Where I went swimming as a child, the summer when I celebrated my tenth birthday, and my father and I paid a visit to the area in the north of Sweden where he was born. I’d promised her a visit to that forest pool when I returned from my year in America. We would go there and swim together in the dark water under the bright night sky. I’d thought of it as a beautiful ceremony — the black water, the light summer sky when it never gets dark, the great northern divers calling in the distance, the pool said by the locals to be bottomless. We would go swimming there, and after that, nothing would ever part us.

‘Perhaps you’ve forgotten the promise you made me?’

‘I remember very well what I said.’

‘I want you to take me there.’

‘It’s winter. The pool will be frozen.’

I thought about the hole in the ice that I made every morning. Would I be able to chop away at a frozen forest pool in the far north of Sweden? Where the ice is as hard as granite?

‘I want to see the pool. Even if it is covered in snow and ice. So that I know it’s true.’

‘It is true. The pool exists.’

‘You never said what it’s called.’

‘It’s too small to have a name. This country is full of small lakes without names. There’s hardly a single city street or country lane without a name, but lakes and pools without names are plentiful in the forests.’

‘I want you to keep your promise.’

She stood up with difficulty.
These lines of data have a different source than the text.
PR #3069, opened 2019-09-01
Automatically update NodeDB path if changed

yusufsahinhamza:
Fixes #3015

### DIFF
--- a/src/ripple/app/misc/SHAMapStoreImp.cpp
+++ b/src/ripple/app/misc/SHAMapStoreImp.cpp
@@ -488,6 +488,30 @@ SHAMapStoreImp::dbPaths()
     }
 
     SavedState state = state_db_.getState();
+
+    {
+        auto update = [&dbPath](std::string& sPath)
+        {
+            if (sPath.empty())
+                return false;
+
+            // Check if configured "path" matches stored directory path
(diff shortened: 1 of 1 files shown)


nbougalis:
Thanks for your contribution! I’m going to ask @miguelportilla, @mtrippled and @jwbusch to take a look at this and sign off

miguelportilla:
@yusufsahinhamza Considering narrowing the scope of work since it is only used in once place. Please take a look at [cabe1c41](https://github.com/miguelportilla/rippled/commit/cabe1c41743c9f630240ec7ccb48c66656ec5c8b)

yusufsahinhamza:
@miguelportilla Yes, it's absolutely looks better now!

src/ripple/app/misc/SHAMapStoreImp.cpp
```diff
@@ -554,6 +565,17 @@ SHAMapStoreImp::makeBackendRotating (std::string path)
     return backend;
 }
 
+std::string
+SHAMapStoreImp::updateDbPath(std::string path)
```
mtrippled: the path parameter should be const.

mtrippled:
:+1:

The candle fell over and went out with a fizzing noise. It was completely dark all around us. The light from the kitchen window didn’t reach this far. Even so, I could see that she had brought her walking aid with her. When I held out my hand to assist her, she waved it away.

‘I don’t want help. I want you to keep your promise.’

When Harriet and her green wheeled walker came to where the light illuminated the snow, it seemed to me that she was walking down a moonlit street. When we were together almost forty years ago, we’d somewhat childishly pretended that we were moon worshippers. Did she remember that? I watched her side-on as she worked her way through the snow-covered stones and rocks. I found it hard to believe that she was dying. A person approaching the ultimate border. A different world or a different kind of darkness would take over. She parked the walker at the foot of the three steps and held on hard to the rail as she struggled up to the front door. As she opened it, the cat scampered between her legs and into the house. She went to her room. I listened with my ear pressed against the closed door. I could hear the faint clinking noise from a bottle. Medicine from her bag. The cat miaowed and rubbed herself against my legs. I gave her something to eat, and sat down at the kitchen table.

It was still dark outside.

I tried to read the temperature on the thermometer attached to the outside of the window frame, but the glass containing the mercury column had misted over. The door opened, and Harriet came in. She had brushed her hair and changed into a new jumper. It was lavender blue. I was reminded of my mother and her lavender-scented tears. But Harriet wasn’t crying. She smiled as she sat down on the kitchen sofa.

‘I’d never have believed that you would become a person who lived with a dog and a cat and an anthill.’

‘Life seldom turns out the way you thought it would.’

‘I’m not going to ask you about how your life turned out. But I do want you to keep your promise.’